即将入冬,阴雨连下两天,空气中带着潮湿寒冷,南方临海城市入冬的迹象往往很不明显,无人察觉之时冬季的凛风悄然而至。

  当多方打听得知耀金的现状时顾安第一时间放下手中工作,在同事诧异的注目下冲出了实验室。

  他来得颇迟,只能看见一路蜿蜒滴落的淡蓝血迹从B202到B218,越是往里面走,看见的血越多,于是顾安的心就更不稳。

  一门之隔,顾安看着门上的灯亮起他却无能为力,瞬间脚跟无法站住只能扶着墙壁维持微末的冷静。
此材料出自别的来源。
PR #3209, opened 2019-05-31
PS-5668 : Ensure keyring encryption header doesn't cross MK header en…

satya-bodapati:
…cryption size

Ensure that the header size written by keyring key encryption doesn't cross the
encryption header size used by Master Key encryption.
Once the header size is crossed, it will corrupt the data written for other features.

Size of MK encryption header size: ENCRYPTION_INFO_MAX_SIZE ( 115 bytes)

Size of Keyring encryption header size: fil_get_encrypt_info_size(16) = 105.

Fix:
---
Added assert that checks the size of keyring key header size (written at Page 0) is
less than the Master Key encryption header size.

### DIFF
--- a/storage/innobase/fil/fil0crypt.cc
+++ b/storage/innobase/fil/fil0crypt.cc
@@ -118,19 +118,27 @@ uint get_global_default_encryption_key_id_value();
 
 #define DEBUG_KEYROTATION_THROTTLING 0
 
-uint fil_get_encrypt_info_size(const uint iv_len) {
-  return ENCRYPTION_MAGIC_SIZE + 2  //length of iv
-         + 4                        // space id
-         + 2                        // offset
-         + 1                        // type
-         + 4                        // min_key_version
-         + 4                        // key_id
-         + 1                        // encryption
-         + iv_len                   // iv
-         + 4                        // encryption rotation type
-         + ENCRYPTION_KEY_LEN       // tablespace key
-         + ENCRYPTION_KEY_LEN;      // tablespace iv
-}
+static constexpr uint KERYING_ENCRYPTION_INFO_MAX_SIZE =
+    ENCRYPTION_MAGIC_SIZE + 2  // length of iv
+    + 4                        // space id
+    + 2                        // offset
+    + 1                        // type
+    + 4                        // min_key_version
+    + 4                        // key_id
+    + 1                        // encryption
+    + CRYPT_SCHEME_1_IV_LEN    // iv (16 bytes)
+    + 4                        // encryption rotation type
+    + ENCRYPTION_KEY_LEN       // tablespace key
+    + ENCRYPTION_KEY_LEN;      // tablespace iv
+
+/* The size of keyring key encrption header cannot cross the Master
+Key header. This is because the bytes followed by MK header are used
+by other features like SDI, encryption progress (MK) etc. If we cross
+the MK encryption header size ENCRYPTION_INFO_MAX_SIZE, we corrupt the
+header and other features will not work */
+static_assert(KERYING_ENCRYPTION_INFO_MAX_SIZE < ENCRYPTION_INFO_MAX_SIZE,
+              "Keyring key encryption header crosses Master Key encryption"
+              " header size");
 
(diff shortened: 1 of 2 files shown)


storage/innobase/fil/fil0crypt.cc
```diff
@@ -118,18 +118,28 @@ uint get_global_default_encryption_key_id_value();
...
-         + 4                        // key_id
-         + 1                        // encryption
-         + iv_len                   // iv
-         + 4                        // encryption rotation type
-         + ENCRYPTION_KEY_LEN       // tablespace key
-         + ENCRYPTION_KEY_LEN;      // tablespace iv
+/* Return the size of encryption header used Keyring key
+encryption.
+@return length of encryption header */
+static uint fil_get_keyring_encrypt_info_size() {
```
laurynas-biveinis: Mark the function constexpr

storage/innobase/fil/fil0crypt.cc
```diff
@@ -118,18 +118,28 @@ uint get_global_default_encryption_key_id_value();
...
+                    + CRYPT_SCHEME_1_IV_LEN    // iv (16 bytes)
+                    + 4                        // encryption rotation type
+                    + ENCRYPTION_KEY_LEN       // tablespace key
+                    + ENCRYPTION_KEY_LEN;      // tablespace iv
+  /* The size of keyring key encrption header cannot cross the Master
+  Key header. This is because the bytes followed by MK header are used
+  by other features like SDI, encryption progress (MK) etc. If we cross
+  the MK encryption header size ENCRYPTION_INFO_MAX_SIZE, we corrupt the
+  header and other features will not work */
+  ut_a(size < ENCRYPTION_INFO_MAX_SIZE);
```
laurynas-biveinis: static_assert, if both are constants, compile time checking is sufficient and efficient

storage/innobase/fil/fil0crypt.cc
```diff
@@ -118,18 +118,28 @@ uint get_global_default_encryption_key_id_value();
...
-         + 1                        // encryption
-         + iv_len                   // iv
-         + 4                        // encryption rotation type
-         + ENCRYPTION_KEY_LEN       // tablespace key
-         + ENCRYPTION_KEY_LEN;      // tablespace iv
+/* Return the size of encryption header used Keyring key
+encryption.
+@return length of encryption header */
+static uint fil_get_keyring_encrypt_info_size() {
+  const uint size = ENCRYPTION_MAGIC_SIZE + 2  //length of iv
```
laurynas-biveinis:
```suggestion
  const uint size = ENCRYPTION_MAGIC_SIZE + 2  // length of iv
```

laurynas-biveinis (changes requested):

storage/innobase/fil/fil0crypt.cc
satya-bodapati: leads to compile error:

variable declaration in a constexpr function is a C++14 extension

laurynas-biveinis: Just fold const uint size ... ; return size; to return expression, and move static_assert to file scope

satya-bodapati: Ok, then this function make any sense. Just removed it. Please check now

storage/innobase/fil/fil0crypt.cc
```diff
@@ -118,19 +118,27 @@ uint get_global_default_encryption_key_id_value();
...
-         + 1                        // type
-         + 4                        // min_key_version
-         + 4                        // key_id
-         + 1                        // encryption
-         + iv_len                   // iv
-         + 4                        // encryption rotation type
-         + ENCRYPTION_KEY_LEN       // tablespace key
-         + ENCRYPTION_KEY_LEN;      // tablespace iv
-}
+static const uint KERYING_ENCRYPTION_INFO_MAX_SIZE =
```
laurynas-biveinis:
```suggestion
static constexpr uint KERYING_ENCRYPTION_INFO_MAX_SIZE =
```

laurynas-biveinis (changes requested):
OK to push with the change, no further reviews needed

  手环的铃声响了又响,顾安呆呆望着那扇门,心中一直以来的不对劲得到解释。怪不得先前每次提出与耀金见面都被李字沐拒绝,原来自己始终都被瞒在鼓里。

  顾安僵沉的大脑无思绪的乱想着,他低头看打进来的电话,愣了许久才接通了其中一个。

  “听他们说你追过去了?”

  “嗯。”

  “赶上了没?”

  “……迟了。”

  “记住不要冲动,你已经被降了一级,这个事情上要是再冲动,只怕顾总监也保不住你。”

  “……”

  电话挂断,顾安双手缓缓抱住膝盖,心乱如麻。

  最先入眼帘的是一个沾了血迹的拖把,蓝色的血迹在白色海绵拖把上格外显眼。

  顾安顺着往上看去,是个熟悉的人。

  后者动作顿住,接着继续工作,黑色手套包裹的手指修长有力,骨节微突,黑色手腕往上一截是挽起的袖口,冷白的肌肤若隐若现,明明同样是拿着拖把干活却总比别人多出一分干净利落,像是落拓此时的行客。
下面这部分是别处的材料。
PR #3210, opened 2019-05-31
PS-5565: Better versioning with keyring redo encryption (5.7)

dutow:
Previously keyring redo encryption only selected a version when the
redo log was created - changing the key version required recreating
the redo log.

With this change, individual pages all have separate versions. To
accomplish this, we reuse the checksum field: during encryption, we
assume that the checksum is correct, and replace it with the
checksum of the encrpyted data, plus the key version.
During reads, we calculate the checksum again, and assuma that the
difference between the written data and the calcalated value is the
key version.
An incorrect checksum will result in an incorrect key version,
resulting in quite likely a decryption error.
In the unlikely case that the checksum is wrong, but the resulting
number refers to an existing key, the decrypted data will be
garbage, and log recovery will abort later.

Since the redo key version now dynamic, it is exported as the
innodb_encryption_redo_key_version status variable.

To support this change, keyring handling of the redo log keys were
extracted to the redo_log_key_mgr global variable. This variable is
now the owner of all used keyring redo keys, and everything else
uses pointers to keys managed by it.
This way:
* keyring key handling is extracted to a common place, without
  too much code duplicated in multiple files
* key-copying races between threads changing the keys and others
writing data to the redo log are prevented, as it is a simple
pointer change now

The commit also includes minor fixes for issues previously hidden
by the limited usability of keyring redo encryption.

### DIFF
--- a/mysql-test/include/log_encrypt_2.inc
+++ b/mysql-test/include/log_encrypt_2.inc
@@ -32,15 +32,15 @@ INSERT INTO t1 VALUES(6, "ggggg");
 INSERT INTO t1 VALUES(7, "hhhhh");
 INSERT INTO t1 VALUES(8, "iiiii");
 INSERT INTO t1 VALUES(9, "jjjjj");
-INSERT INTO t1 select * from t1;
-INSERT INTO t1 select * from t1;
-INSERT INTO t1 select * from t1;
-INSERT INTO t1 select * from t1;
-INSERT INTO t1 select * from t1;
-INSERT INTO t1 select * from t1;
-INSERT INTO t1 select * from t1;
-INSERT INTO t1 select * from t1;
-INSERT INTO t1 select * from t1;
+INSERT INTO t1 SELECT * FROM t1;
+INSERT INTO t1 SELECT * FROM t1;
+INSERT INTO t1 SELECT * FROM t1;
+INSERT INTO t1 SELECT * FROM t1;
+INSERT INTO t1 SELECT * FROM t1;
+INSERT INTO t1 SELECT * FROM t1;
+INSERT INTO t1 SELECT * FROM t1;
+INSERT INTO t1 SELECT * FROM t1;
+INSERT INTO t1 SELECT * FROM t1;
 
 SELECT * FROM t1 LIMIT 10;
 
@@ -50,7 +50,14 @@ SELECT * FROM t1 LIMIT 10;
 
 SELECT * FROM t1 LIMIT 10;
 
-# Key rotation.
+SELECT rotate_system_key("percona_redo");
+
+if ($wait_for_key_version)
+{
+--let $wait_condition = select variable_value = 2 from performance_schema.global_status where variable_name = 'innodb_encryption_redo_key_version'
+--source include/wait_condition.inc
+}
+
 ALTER INSTANCE ROTATE INNODB MASTER KEY;
 
 DROP TABLE t1;
@@ -68,15 +75,15 @@ INSERT INTO t1 VALUES(6, "ggggg");
 INSERT INTO t1 VALUES(7, "hhhhh");
 INSERT INTO t1 VALUES(8, "iiiii");
 INSERT INTO t1 VALUES(9, "jjjjj");
-INSERT INTO t1 select * from t1;
-INSERT INTO t1 select * from t1;
-INSERT INTO t1 select * from t1;
-INSERT INTO t1 select * from t1;
-INSERT INTO t1 select * from t1;
-INSERT INTO t1 select * from t1;
-INSERT INTO t1 select * from t1;
-INSERT INTO t1 select * from t1;
-INSERT INTO t1 select * from t1;
+INSERT INTO t1 SELECT * FROM t1;
+INSERT INTO t1 SELECT * FROM t1;
+INSERT INTO t1 SELECT * FROM t1;
+INSERT INTO t1 SELECT * FROM t1;
+INSERT INTO t1 SELECT * FROM t1;
+INSERT INTO t1 SELECT * FROM t1;
+INSERT INTO t1 SELECT * FROM t1;
+INSERT INTO t1 SELECT * FROM t1;
+INSERT INTO t1 SELECT * FROM t1;
 
 # Restart to confirm the encryption info can be retrieved properly.
 --let restart_parameters="restart:$KEYRING_PARAMS"
@@ -84,6 +91,13 @@ INSERT INTO t1 select * from t1;
 --source include/kill_and_restart_mysqld.inc
 
 SELECT * FROM t1 LIMIT 10;
+
+let $restart_parameters = restart: $KEYRING_PARAMS --general-log --log-output=FILE --general_log_file=$MYSQL_TMP_DIR/keyring_query_log;
+--replace_result $MYSQL_TMP_DIR MYSQL_TMP_DIR $KEYRING_PLUGIN_OPT --plugin-dir=KEYRING_PLUGIN_PATH
+--replace_regex /\.dll/.so/
+--source include/restart_mysqld_no_echo.inc
+
+INSERT INTO t1 SELECT * FROM t1;
 DROP TABLE t1;
 
 let $restart_parameters = restart: $KEYRING_PARAMS --general-log --log-output=FILE --general_log_file=$MYSQL_TMP_DIR/keyring_query_log;
--- a/mysys/system_key.c
+++ b/mysys/system_key.c
@@ -32,7 +32,7 @@ struct Valid_percona_system_key
 */
 struct Valid_percona_system_key valid_percona_system_keys[] = { {PERCONA_BINLOG_KEY_NAME, 16, FALSE},
                                                                 {PERCONA_INNODB_KEY_NAME, 32, TRUE},
-								{PERCONA_REDO_KEY_NAME, 16, FALSE}};
+								{PERCONA_REDO_KEY_NAME, 32, FALSE}};
 const size_t valid_percona_system_keys_size = array_elements(valid_percona_system_keys);
 
 my_bool is_valid_percona_system_key(const char *key_name, size_t *key_length)
--- a/storage/innobase/fil/fil0crypt.cc
+++ b/storage/innobase/fil/fil0crypt.cc
@@ -24,6 +24,7 @@ Modified           Jan Lindström jan.lindstrom@mariadb.com
 *******************************************************/
 
 #include "fil0fil.h"
+#include "system_key.h"
 #include "mtr0types.h"
 #include "mach0data.h"
 #include "page0size.h"
@@ -3144,3 +3145,181 @@ fil_space_verify_crypt_checksum(
 
 	return(encrypted);
 }
+
+redo_log_key*
+redo_log_keys::load_latest_key(bool generate) {
+	size_t klen = 0;
+	char*   key_type = NULL;
+	byte*   rkey = NULL;
+
+	if (my_key_fetch(PERCONA_REDO_KEY_NAME, &key_type, NULL,
+			 reinterpret_cast<void **>(&rkey), &klen) ||
+	    rkey == NULL || strncmp(key_type, "AES", 4) != 0) {
+		/* There is no key yet, we'll try to generate one */
+		my_free(rkey);
+		if (!generate) {
+			return(NULL);
+		}
+		return(generate_and_store_new_key());
+	}
+
+
+	uint       version = 0;
+	byte*       rkey2 = NULL;
+	size_t     klen2 = 0;
+	const bool err =
+	    (parse_system_key(rkey, klen, &version, &rkey2, &klen2) ==
+	     reinterpret_cast<uchar *>(NullS));
+	if (err) {
+		my_free(rkey);
+		my_free(rkey2);
+		my_free(key_type);
+		return(NULL);
+	}
+
+	ut_ad(klen2 == ENCRYPTION_KEY_LEN);
+
+	key_iterator it = m_keys.find(version);
+
+	if (it != m_keys.end() && it->second.present) {
+		ut_ad(memcmp(it->second.key, rkey2, 32) == 0);
+		return(&it->second);
+	}
+
+	redo_log_key* rk = &m_keys[version];
+	rk->version = version;
+	rk->present = true;
+	memcpy(rk->key, rkey2, ENCRYPTION_KEY_LEN);
+
+	my_free(rkey);
+	my_free(rkey2);
+	my_free(key_type);
+
+	return(rk);
+}
+
+redo_log_key*
+redo_log_keys::load_key_version(uint version) {
+	key_iterator it = m_keys.find(version);
+
+	if (it != m_keys.end() && it->second.present) {
+		return(&it->second);
+	}
+
+	size_t klen = 0;
+	char*  key_type = NULL;
+	byte*  rkey = NULL;
+
+	std::ostringstream percona_redo_with_ver_ss;
+	percona_redo_with_ver_ss << PERCONA_REDO_KEY_NAME << ':' << version;
+	if (my_key_fetch(percona_redo_with_ver_ss.str().c_str(), &key_type,
+			 NULL, reinterpret_cast<void **>(&rkey), &klen) ||
+	    rkey == NULL || strncmp(key_type, "AES", 4) != 0) {
+		my_free(rkey);
+		my_free(key_type);
+		ib::error() << "Failed to load redo key version " << version;
+		return(NULL);
+	}
+
+	ut_ad(klen == ENCRYPTION_KEY_LEN);
+
+	redo_log_key *rk = &m_keys[version];
+	rk->version = version;
+	rk->present = true;
+	memcpy(rk->key, rkey, ENCRYPTION_KEY_LEN);
+
+	my_free(rkey);
+	my_free(key_type);
+
+	return(rk);
+}
+
+redo_log_key*
+redo_log_keys::generate_and_store_new_key() {
+	if (my_key_generate(PERCONA_REDO_KEY_NAME, "AES", NULL,
+			    ENCRYPTION_KEY_LEN)) {
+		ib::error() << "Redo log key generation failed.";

  “你是知道他们……?”顾安听见自己的声音有哽咽。

  他没有明说什么,但乔榕知道。

  顾安抬手按压眼角,将泪光逼回,站起身靠在墙壁上问乔榕,“你觉得……嗯,祂们与人类有什么区别,就是情感上……”

  他眼睛湿润浸水,像是要直接哭出来一样,说完便低下头躲开目光对视。

  顾安的话语很杂乱,与其说他是在向乔榕求得一个答案,他更像是在问他自己。

  乔榕顿了片刻,右手轻搭于左手的手环上,不轻不重握住,面容是清朗温润,眼睫稍稍垂下,语气格外肯定,“没有任何可比性,怪物就是怪物。”

  他没有去看顾安的反应,将拖把提起转身往前走。

  218的大门从里面打开,几个穿白大褂的人依次走出,顾安一改颓废状态迎上去。

  走廊转角,在监控无法录制的地方,乔榕松开手,手环的黑色早已被密布细小的红环遮去,那里面的东西欲要突破而出,光滑的表面开始一节一节鼓动。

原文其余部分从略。